→ **What this task involves**: Make an exact reproduction of all the data.

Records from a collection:
PR #8854, opened 2023-10-17
Refactor content collection generation

natemoo-re:
## Changes

- **DO NOT MERGE.** This PR is meant to be used as a preview release! Mainline release will require moving this behind an experimental flag so it is opt-in.
- As part of exploring https://github.com/withastro/roadmap/issues/698, this PR implements a major refactor to how content collections are built
- Instead of relying on Vite's `import.meta.glob`, which will invalidate a collection every time one of the modules it references changes, this implements a custom build for content collections where individual modules can be built separately.

## Testing

TODO. Lots of manual testing at the moment, but this needs to be automated.

## Docs

Not required until https://github.com/withastro/roadmap/issues/698 is further along.


packages/astro/src/core/build/plugin.ts
```diff
@@ -74,7 +69,7 @@ export function createPluginContainer(options: StaticBuildOptions, internals: Bu
 			const mutations = new Map<
 				string,
 				{
-					build: 'server' | 'client';
+					targets: BuildTarget[];
```
natemoo-re, line 72: Since we now have three build modes, the internal build plugin system has been refactored to accept an array of `'server' | 'content' | 'client'` rather than a single value.

packages/astro/src/core/build/plugins/plugin-content.ts
```diff
@@ -0,0 +1,105 @@
...
+			this.emitFile({
+				type: 'prebuilt-chunk',
+				code: content,
+				fileName: 'content/index.mjs'
+			})
+		},
+
+		async writeBundle(options, bundle) {
+			const dist = options.dir!
+			const cache = dist.replace('dist', 'node_modules/.astro/content-cache')
```
natemoo-re, line 50: Using `node_modules/.astro/content-cache` since the asset generation uses this directory as well, but this caching logic should be centralized!

packages/astro/src/core/build/plugins/plugin-renderers.ts
```diff
@@ -48,7 +48,8 @@ export function vitePluginRenderers(opts: StaticBuildOptions): VitePlugin {
 
 export function pluginRenderers(opts: StaticBuildOptions): AstroBuildPlugin {
 	return {
-		build: 'ssr',
+		// TODO: handle for content?
+		targets: ['server'],
```
natemoo-re, line 52: TODO: fix this!

packages/astro/src/core/build/static-build.ts
```diff
@@ -424,7 +514,7 @@ async function copyFiles(fromFolder: URL, toFolder: URL, includeDotfiles = false
 			const lastFolder = new URL('./', to);
 			return fs.promises
 				.mkdir(lastFolder, { recursive: true })
-				.then(() => fs.promises.copyFile(from, to));
+				.then(() => fs.promises.copyFile(from, to, fs.constants.COPYFILE_FICLONE));
```
natemoo-re, line 517: Small perf optimization: we can use [copy on write](https://en.wikipedia.org/wiki/Copy-on-write) if available. Node automatically uses a fallback on unsupported systems.

packages/astro/src/core/build/plugins/plugin-content.ts
Princesseuh: Just a heads up that we have a `config.cacheDir`: https://docs.astro.build/en/reference/configuration-reference/#cachedir

natemoo-re: Ahh excellent, thank you!

packages/astro/src/core/build/static-build.ts
Princesseuh: macOS people stay winning (and bearded people on Linux, I guess)

natemoo-re:
!preview content-cache

natemoo-re:
!preview content-cache

natemoo-re:
Working on a refactor to be stacked against this PR https://github.com/withastro/astro/compare/refactor/content-collections...refactor/collections-build

.changeset/lovely-pianos-build.md
```diff
@@ -0,0 +1,22 @@
+---
+'astro': minor
+---
+
+Provides a new, experimental build cache for [Content Collections](https://docs.astro.build/en/guides/content-collections/). This includes multiple refactors to Astro's build process to optimize how Content Collections are handled, which should provide significant performance improvements for users with many collections.
+
+You can enable the build cache by adding the following flag to your Astro config:
```
sarah11918, line 7:
```suggestion
You can opt in to preview the new build cache by adding the following flag to your Astro config:
```
I think something like this implies a bit more that this is the way things will be in the future, and you get to opt in early, while it's experimental.

sarah11918 (approved):
Looks great! Happy to see this one squeak in!  🙌  Tiny suggestion for your consideration below!

.changeset/lovely-pianos-build.md
natemoo-re: Great suggestion, thank you!

.changeset/lovely-pianos-build.md
```diff
@@ -0,0 +1,22 @@
...
+```js
+// astro.config.mjs
+export default {
+  experimental: {
+    contentCollectionCache: true,
+  },
+};
+```
+
+When this experimental feature is enabled, you can bypass the local build cache by passing the `--force` flag to `astro build`.
```
matthewp, line 18: Can you add some of the numbers to this? This will go into the article so it would be good for context.

Even specifically the docs numbers would be good as that is a real world use-case.

matthewp: Separately, would be good to mention a little about how this works as far as where the cache is stored, explaining how it is retained in CI, etc.

packages/astro/src/assets/vite-plugin-assets.ts
```diff
@@ -42,7 +42,7 @@ export default function assets({
 				extendManualChunks(outputOptions, {
 					after(id) {
 						if (id.includes('astro/dist/assets/services/')) {
-							return `astro-assets-services`;
+							return `astro/assets-service`;
```
matthewp, line 45: is this for some convention we have, that everything astro core is in an `astro/` folder?

packages/astro/src/core/build/plugins/plugin-chunks.ts
```diff
@@ -0,0 +1,31 @@
+import type { Plugin as VitePlugin } from 'vite';
+import type { AstroBuildPlugin } from '../plugin.js';
+import { extendManualChunks } from './util.js';
+
+export function vitePluginChunks(): VitePlugin {
```
matthewp, line 5: can you add some comments about what these 2 exports functions are file? It doesn't seem quite clear to me.

packages/astro/src/core/build/plugins/plugin-content.ts
```diff
@@ -0,0 +1,288 @@
...
+import pLimit from 'p-limit';
+import { extendManualChunks } from './util.js';
+import { isServerLikeOutput } from '../../../prerender/utils.js';
+import { encodeName } from '../util.js';
+
+const CONTENT_CACHE_DIR = './content/';
+const CONTENT_MANIFEST_FILE = './manifest.json';
+// IMPORTANT: Update this version when making significant changes to the manifest format.
+// Only manifests generated with the same version number can be compared.
+const CONTENT_MANIFEST_VERSION = 0;
```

→ **Your solution**:
PR #8854, opened 2023-10-17
Refactor content collection generation

natemoo-re:
## Changes

- **DO NOT MERGE.** This PR is meant to be used as a preview release! Mainline release will require moving this behind an experimental flag so it is opt-in.
- As part of exploring https://github.com/withastro/roadmap/issues/698, this PR implements a major refactor to how content collections are built
- Instead of relying on Vite's `import.meta.glob`, which will invalidate a collection every time one of the modules it references changes, this implements a custom build for content collections where individual modules can be built separately.

## Testing

TODO. Lots of manual testing at the moment, but this needs to be automated.

## Docs

Not required until https://github.com/withastro/roadmap/issues/698 is further along.


packages/astro/src/core/build/plugin.ts
```diff
@@ -74,7 +69,7 @@ export function createPluginContainer(options: StaticBuildOptions, internals: Bu
 			const mutations = new Map<
 				string,
 				{
-					build: 'server' | 'client';
+					targets: BuildTarget[];
```
natemoo-re, line 72: Since we now have three build modes, the internal build plugin system has been refactored to accept an array of `'server' | 'content' | 'client'` rather than a single value.

packages/astro/src/core/build/plugins/plugin-content.ts
```diff
@@ -0,0 +1,105 @@
...
+			this.emitFile({
+				type: 'prebuilt-chunk',
+				code: content,
+				fileName: 'content/index.mjs'
+			})
+		},
+
+		async writeBundle(options, bundle) {
+			const dist = options.dir!
+			const cache = dist.replace('dist', 'node_modules/.astro/content-cache')
```
natemoo-re, line 50: Using `node_modules/.astro/content-cache` since the asset generation uses this directory as well, but this caching logic should be centralized!

packages/astro/src/core/build/plugins/plugin-renderers.ts
```diff
@@ -48,7 +48,8 @@ export function vitePluginRenderers(opts: StaticBuildOptions): VitePlugin {
 
 export function pluginRenderers(opts: StaticBuildOptions): AstroBuildPlugin {
 	return {
-		build: 'ssr',
+		// TODO: handle for content?
+		targets: ['server'],
```
natemoo-re, line 52: TODO: fix this!

packages/astro/src/core/build/static-build.ts
```diff
@@ -424,7 +514,7 @@ async function copyFiles(fromFolder: URL, toFolder: URL, includeDotfiles = false
 			const lastFolder = new URL('./', to);
 			return fs.promises
 				.mkdir(lastFolder, { recursive: true })
-				.then(() => fs.promises.copyFile(from, to));
+				.then(() => fs.promises.copyFile(from, to, fs.constants.COPYFILE_FICLONE));
```
natemoo-re, line 517: Small perf optimization: we can use [copy on write](https://en.wikipedia.org/wiki/Copy-on-write) if available. Node automatically uses a fallback on unsupported systems.

packages/astro/src/core/build/plugins/plugin-content.ts
Princesseuh: Just a heads up that we have a `config.cacheDir`: https://docs.astro.build/en/reference/configuration-reference/#cachedir

natemoo-re: Ahh excellent, thank you!

packages/astro/src/core/build/static-build.ts
Princesseuh: macOS people stay winning (and bearded people on Linux, I guess)

natemoo-re:
!preview content-cache

natemoo-re:
!preview content-cache

natemoo-re:
Working on a refactor to be stacked against this PR https://github.com/withastro/astro/compare/refactor/content-collections...refactor/collections-build

.changeset/lovely-pianos-build.md
```diff
@@ -0,0 +1,22 @@
+---
+'astro': minor
+---
+
+Provides a new, experimental build cache for [Content Collections](https://docs.astro.build/en/guides/content-collections/). This includes multiple refactors to Astro's build process to optimize how Content Collections are handled, which should provide significant performance improvements for users with many collections.
+
+You can enable the build cache by adding the following flag to your Astro config:
```
sarah11918, line 7:
```suggestion
You can opt in to preview the new build cache by adding the following flag to your Astro config:
```
I think something like this implies a bit more that this is the way things will be in the future, and you get to opt in early, while it's experimental.

sarah11918 (approved):
Looks great! Happy to see this one squeak in!  🙌  Tiny suggestion for your consideration below!

.changeset/lovely-pianos-build.md
natemoo-re: Great suggestion, thank you!

.changeset/lovely-pianos-build.md
```diff
@@ -0,0 +1,22 @@
...
+```js
+// astro.config.mjs
+export default {
+  experimental: {
+    contentCollectionCache: true,
+  },
+};
+```
+
+When this experimental feature is enabled, you can bypass the local build cache by passing the `--force` flag to `astro build`.
```
matthewp, line 18: Can you add some of the numbers to this? This will go into the article so it would be good for context.

Even specifically the docs numbers would be good as that is a real world use-case.

matthewp: Separately, would be good to mention a little about how this works as far as where the cache is stored, explaining how it is retained in CI, etc.

packages/astro/src/assets/vite-plugin-assets.ts
```diff
@@ -42,7 +42,7 @@ export default function assets({
 				extendManualChunks(outputOptions, {
 					after(id) {
 						if (id.includes('astro/dist/assets/services/')) {
-							return `astro-assets-services`;
+							return `astro/assets-service`;
```
matthewp, line 45: is this for some convention we have, that everything astro core is in an `astro/` folder?

packages/astro/src/core/build/plugins/plugin-chunks.ts
```diff
@@ -0,0 +1,31 @@
+import type { Plugin as VitePlugin } from 'vite';
+import type { AstroBuildPlugin } from '../plugin.js';
+import { extendManualChunks } from './util.js';
+
+export function vitePluginChunks(): VitePlugin {
```
matthewp, line 5: can you add some comments about what these 2 exports functions are file? It doesn't seem quite clear to me.

packages/astro/src/core/build/plugins/plugin-content.ts
```diff
@@ -0,0 +1,288 @@
...
+import pLimit from 'p-limit';
+import { extendManualChunks } from './util.js';
+import { isServerLikeOutput } from '../../../prerender/utils.js';
+import { encodeName } from '../util.js';
+
+const CONTENT_CACHE_DIR = './content/';
+const CONTENT_MANIFEST_FILE = './manifest.json';
+// IMPORTANT: Update this version when making significant changes to the manifest format.
+// Only manifests generated with the same version number can be compared.
+const CONTENT_MANIFEST_VERSION = 0;
```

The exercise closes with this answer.